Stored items
PR #1275, opened 2024-07-02
Add future support for project definition v2

sfc-gh-gbloom:
### Pre-review checklist

### Changes description

This is the first PR in a series of changes to enable support for `definition_version: 2` in `snowflake.yml`.
The actual v2 schema and entities implementation will be added as separate PRs.

1. Added a feature flag: `enable_pdf_v2`
2. Added the temporary hidden command `snow ws validate` as a v2 validation entry point
3. Refactoring `ProjectDefinition`:
  a. Up until now we only had a single definition version, so `ProjectDefinition` simply extended `_DefinitionV11`. Now that we have 2 versions, `get_project_definition()` should be used to get the correct definition class depending on the specified version.
  b. `ProjectDefinition` was also used as a type that implied v1. Now this type refers to the base class instead.
  c. Changed the doc generation commands to explicitly use v1

#### Valid schema
```yml
definition_version: 2
entities: {}
```
```
$ snow ws validate
Project definition is valid.
```

#### Invalid schema
```yml
definition_version: 2
abc: def
```
```
$ snow ws validate

During evaluation of _DefinitionV20 in project definition following errors were encountered:
Your project definition is missing following fields: ('entities',)
Extra inputs are not permitted. You provided field '('abc',)' with value 'def' that is not supported in given version.
```

#### No interference with the existing behavior

* When the feature flag is disabled, `definition_version: 2` is not recognized: `Version 2 is not supported. Supported versions: 1, 1.1`
* Versions `1` and `1.1` work the same way as they did previously with the feature flag enabled and disabled
* The `ws` command is not listed in `snow --help`
* When the feature flag is enabled, `snow app run` with `definition_version: 2` fails: `No native_app project definition found in None`


src/snowflake/cli/api/project/schemas/project_definition.py
```diff
@@ -45,7 +46,7 @@ class ProjectProperties:
     project_context: Context
 
 
-class _BaseDefinition(UpdatableModel):
+class ProjectDefinition(UpdatableModel):
```
sfc-gh-cgorrie, line 49: I think we should keep the `_` to show that this shouldn't be imported directly. A docstring to explain that this is a base class and not actually a class we can call the initializer on would be good too.

src/snowflake/cli/api/project/schemas/project_definition.py
```diff
@@ -95,23 +96,45 @@ def _convert_env(
...
-        if not isinstance(data, dict):
-            return
-        if version := str(data.get("definition_version")):
-            version_model = _version_map.get(version)
-            if not version_model:
-                raise ValueError(
-                    f"Unknown schema version: {version}. Supported version: {_supported_version}"
-                )
-            version_model(**data)
+def get_project_definition(**data):
```
sfc-gh-cgorrie, line 127: Suggest something like `build_project_definition` as we're not getting anything, we're calling an initializer. Also a docstring to say what kinds of things should use this.

src/snowflake/cli/api/project/schemas/project_definition.py
```diff
@@ -95,23 +96,45 @@ def _convert_env(
...
+    if not isinstance(data, dict):
+        return
+    if FeatureFlag.ENABLE_PDF_V2.is_enabled():
```
sfc-gh-cgorrie, line 130: To confirm, we cannot put this into the version map at the outer level of this file because feature flags won't be enabled yet, correct?

src/snowflake/cli/app/dev/docs/project_definition_docs_generator.py
```diff
@@ -39,7 +39,7 @@ def generate_project_definition_docs(root: SecurePath):
 
     root.mkdir(exist_ok=True)
     list_of_sections = model_json_schema(
-        ProjectDefinition, schema_generator=ProjectDefinitionGenerateJsonSchema
+        _DefinitionV11, schema_generator=ProjectDefinitionGenerateJsonSchema
```
sfc-gh-cgorrie, line 42: It's a code smell to me to import something that's `_`-prefixed as in Python this indicates the item is internal to the file. WDYT?

src/snowflake/cli/api/project/schemas/project_definition.py
sfc-gh-gbloom: I generally agree, but `ProjectDefinition` is also used for type annotations -- it's not only internal to this file. I'll add a docstring to clarify that this is the base class.

sfc-gh-cgorrie: Sounds good to me. We can keep the invariant that anything with `_` is not intended to be imported outside of the file. How about `ProjectDefinitionBase`?

sfc-gh-gbloom: I think signatures using it might be confusing. For example here, it's not the base class that we're returning:
```python
class _CliGlobalContextAccess:
    @property
    def project_definition(self) -> ProjectDefinition:
        return self._manager.project_definition
```

Instead, I created an alias type and kept `_ProjectDefinitionBase` "internal":
```python
ProjectDefinition = _DefinitionV10 | _DefinitionV11 | _DefinitionV20
```

src/snowflake/cli/api/project/schemas/project_definition.py
sfc-gh-gbloom: Looks like they are parsed when this executes for the first time! Moved it to the top level.

src/snowflake/cli/app/dev/docs/project_definition_docs_generator.py
sfc-gh-gbloom: I agree, but the code here specifically tests for v1.1. It's just that before my change it was done explicitly.
I'll let the CLI team to review this area.

src/snowflake/cli/api/project/schemas/project_definition.py
sfc-gh-gbloom: No, it works at the top level as well, but if the config file is corrupted it will cause the CLI to crash with an uncaught exception instead of a pretty error box.

src/snowflake/cli/api/feature_flags.py
```diff
@@ -48,3 +48,4 @@ class FeatureFlag(FeatureFlagMixin):
     ENABLE_STREAMLIT_EMBEDDED_STAGE = BooleanFlag(
         "ENABLE_STREAMLIT_EMBEDDED_STAGE", False
     )
+    ENABLE_PDF_V2 = BooleanFlag("ENABLE_PDF_V2", False)
```
sfc-gh-bdufour, line 51: This is a customer-facing flag, let's avoid acronyms

src/snowflake/cli/app/dev/docs/project_definition_docs_generator.py
sfc-gh-astus: I agree with @sfc-gh-cgorrie

src/snowflake/cli/plugins/workspace/commands.py
```diff
@@ -0,0 +1,34 @@
...
+)
+
+
+@ws.command(requires_connection=True)
+@with_project_definition()
+def validate(
+    **options,
+):
+    """Validates the project definition file."""
+    return MessageResult("Project definition is valid.")
```
sfc-gh-astus, line 34: I'm not sure about this command. Do you need it now? Returns only static message.

src/snowflake/cli/app/dev/docs/project_definition_docs_generator.py
sfc-gh-jvasquezrojas: Can we change def `_get_version_map()` to be externally accesible? Renaming it as `get_version_map()`. we could use that function to generate the docs for multiple versions and to avoid explicitly accessing to file clases

src/snowflake/cli/plugins/workspace/commands.py
sfc-gh-gbloom: It might look silly at first, but yes. It uses `@with_project_definition()`, so the message will be printed only if the schema is valid.
Once we will add the actual logic we will be able to remove `snow ws validate` and replace it with other commands such as `snow ws deploy`, but for now we need something to only trigger the schema validation.

sfc-gh-fcampbell:
```suggestion
def validate(
    **options,
):
    """Validates the project definition file."""
    # If we get to this point, @with_project_definition() has already validated the PDF
    return MessageResult("Project definition is valid.")
```

tests/project/test_config.py
```diff
@@ -145,6 +148,31 @@ def test_fields_are_parsed_correctly(project_definition_files, snapshot):
...
+    with pytest.raises(SchemaValidationError) as err:
+        build_project_definition(**{"definition_version": "2", "entities": {}})
+    assert "Version 2 is not supported" in str(err.value)
+
+
+def mock_config_key(key, value):
+    def get_config_side_effect_func(*args, **kwargs):
+        if kwargs["key"] == key:
+            return value
+        return kwargs["default"]
```
sfc-gh-fcampbell, line 167: for requests other than the mocked key, shouldn't we dispatch to the original `get_config_value` function instead of returning the default?

src/snowflake/cli/app/dev/docs/project_definition_docs_generator.py
sfc-gh-fcampbell: If we want to keep only generating docs for 1.1, I don't see the harm in making the definition classes public

sfc-gh-gbloom: Removed the `_` prefix from the definition classes and the `get_version_map()` function

tests/project/test_config.py
sfc-gh-gbloom: Done. Also moved this code to the test utils folder.

sfc-gh-jvasquezrojas (dismissed):

src/snowflake/cli/api/project/schemas/project_definition.py
```diff
@@ -102,23 +104,53 @@ def _convert_env(
...
-                raise ValueError(
-                    f"Unknown schema version: {version}. Supported version: {_supported_version}"
-                )
-            version_model(**data)
+ProjectDefinition = Union[DefinitionV10, DefinitionV11, DefinitionV20]
 
 
-_version_map = {"1": _DefinitionV10, "1.1": _DefinitionV11}
-_supported_version = tuple(_version_map.keys())
+def get_version_map():
```
sfc-gh-bdufour, line 152: nit: _get_version_map? It was private before. Unless I missed something, it's still only used here.

sfc-gh-bdufour (approved):

src/snowflake/cli/api/project/schemas/project_definition.py
sfc-gh-bdufour: Ah, just saw the comments above, ignore this, it was intentional.

src/snowflake/cli/api/project/schemas/project_definition.py
```diff
@@ -102,23 +104,53 @@ def _convert_env(
...
-        if not isinstance(data, dict):
-            return
-        if version := str(data.get("definition_version")):
-            version_model = _version_map.get(version)
-            if not version_model:
-                raise ValueError(
-                    f"Unknown schema version: {version}. Supported version: {_supported_version}"
-                )
-            version_model(**data)
+ProjectDefinition = Union[DefinitionV10, DefinitionV11, DefinitionV20]
```
sfc-gh-melnacouzi, line 149: How would the rest of the code use this? Will we be adding a translation layer?

sfc-gh-gbloom: It's only used for type checking. If we have a function with this signature:
```python
def project_definition() -> ProjectDefinition
```
The type checker will understand the types it can hold:
```python
definition = get_definition()
definition.definition_version # str | int
definition.native_app # NativeApp | None
```
Up until now when we used `ProjectDefinition` as a type it implied `DefinitionV11`, which was wrong (it could be `DefinitionV10`), but now that we have `DefinitionV20` I wanted to make it clear that it could be any version.
If some code path expects a specific version, it should narrow the type to that version.

src/snowflake/cli/api/project/schemas/project_definition.py
```diff
@@ -102,23 +104,53 @@ def _convert_env(
         return ProjectEnvironment(default_env=(env or {}), override_env={})
 
 
-class ProjectDefinition(_DefinitionV11):
-    def __init__(self, **kwargs):
-        super().__init__(**kwargs)
-        self._validate(kwargs)
+class DefinitionV20(_ProjectDefinitionBase):
+    entities: Dict = Field(
```
sfc-gh-turbaszek, line 108: Is there any option to make this `Dict[str, Entity]`, `Entity` being a pydantic base for future enitites?

sfc-gh-gbloom: This is just a basic schema at this point. Let's discuss the actual pydantic schemas in the [next PR](https://github.com/snowflakedb/snowflake-cli/pull/1280).

src/snowflake/cli/api/project/schemas/project_definition.py
sfc-gh-melnacouzi: let's take native_app as example. Are we expecting to see a lot of this in the business logic?
```
if definition.native_app:
   native_app = definition.native_app
else:
  native_app = translate(definition.entity.something['native_app']) # just a random structure
```
Or will it automatically be handled by a translation layer?

sfc-gh-melnacouzi: To be honest, I think it would be clearer if we have DefinitionV1 and DefinitionV2. DefinitionV1 can still have the same inheritance structure as now (DefinitionV1 -> DefinitionV11 -> DefinitionV10 -> Base) and (DefinitionV2 -> DefinitionV20 -> Base).

The rest of the code can then use DefinitionV1 throughout. ProjectDefinition by itself as a combination of V1 and V2 is just confusing. We can use it in places that handle both (Like render_definition) but the rest of the code should be using DefinitionV1 exclusively.

sfc-gh-gbloom: We will handle it in future PRs, but in general the business logic layer shouldn't check for definition versions. We will have a version translation layer, so the underlying code will work as is (v1) until we refactor it to use v2 and flip the translation direction. For simple commands that don't require much refactoring we can move to v2->v1 translation directly.

We can discuss the migration plan f2f, but in any case the version narrowing will be done in a single place, and the logic will be guaranteed to receive a specific definition version.

The change in this PR doesn't really affect the existing code in terms of type checking:
```python
def app_bundle():
    manager = NativeAppManager(
        # project_definition.native_app is guaranteed to be NativeApp
        # because of @with_project_definition check at runtime
        project_definition=cli_context.project_definition.native_app
    )
    ...
```

sfc-gh-gbloom: After discussing f2f, I created these types:
```python
ProjectDefinitionV1 = Union[DefinitionV10, DefinitionV11]
ProjectDefinitionV2 = DefinitionV20
ProjectDefinition = Union[ProjectDefinitionV1, ProjectDefinitionV2]
```
And changed `DefinitionManager` to explicitly return `ProjectDefinitionV1`.

sfc-gh-melnacouzi (approved):

sfc-gh-turbaszek (approved):

PR #1276, opened 2024-07-02
Remove project section check outside with_project_definition decorator

sfc-gh-melnacouzi:
### Pre-review checklist

### Changes description
Refactor with_project_definition so that section checks are done outside of the decorator code.
- visible changes:
- 1) when snowflake.yml is not found, the message is generic (e.g. Snowflake project instead of the Native App project)
- 2) when section is not found, use project_root in the message (absolute path of snowflake.yml folder) instead of the value of the optional -p param.

Release notes not updated because there are no significant changes from the point of view of users.

This refactor was requested by  @sfc-gh-turbaszek earlier. We might be introducing more code duplication with this refactor, so I would like to confirm with @sfc-gh-turbaszek if this is still needed.


sfc-gh-bdufour:
What's the motivation behind this change? There's definitely a tradeoff happening here.

src/snowflake/cli/plugins/nativeapp/version/commands.py
```diff
@@ -137,6 +150,12 @@ def drop(
     Drops a version defined in your application package. Versions can either be passed in as an argument to the command or read from the `manifest.yml` file.
     Dropping patches is not allowed.
     """
+
+    if cli_context.project_definition.native_app is None:
+        raise NoProjectDefinitionError(
+            project_type="native_app", project_file=cli_context.project_root
+        )
```
sfc-gh-turbaszek, line 157: How about introducing a helper
`assert_project_type(project_type="native_app")`

this would reduce the code duplication. WDYT?

sfc-gh-turbaszek:
> What's the motivation behind this change? There's definitely a tradeoff happening here.

Introduction of env support made all commands using project file to require full project definition. To do so we already changed `with_project_definition`. Now, the proposed change make sure that the decorator provides the definition (full, not a single part like app or streamlit). It's also opens the code for further changes related to snowflake.yml V2.

src/snowflake/cli/plugins/nativeapp/version/commands.py
sfc-gh-melnacouzi: updated

src/snowflake/cli/plugins/nativeapp/commands.py
```diff
@@ -145,13 +146,19 @@ def app_list_templates(**options) -> CommandResult:
...
     **options,
 ) -> CommandResult:
     """
     Prepares a local folder with configured app artifacts.
     """
+
+    if cli_context.project_definition.native_app is None:
+        raise NoProjectDefinitionError(
+            project_type="native_app", project_file=cli_context.project_root
+        )
```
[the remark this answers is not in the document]
sfc-gh-melnacouzi: added util function

sfc-gh-fcampbell (approved):

sfc-gh-turbaszek (approved):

## Prompt
Set down, exactly as written, each line of the data from its opening line through the one containing "2. Added the". Output nothing more.

## Task result
PR #1275, opened 2024-07-02
Add future support for project definition v2

sfc-gh-gbloom:
### Pre-review checklist

### Changes description

This is the first PR in a series of changes to enable support for `definition_version: 2` in `snowflake.yml`.
The actual v2 schema and entities implementation will be added as separate PRs.

1. Added a feature flag: `enable_pdf_v2`
2. Added the temporary hidden command `snow ws validate` as a v2 validation entry point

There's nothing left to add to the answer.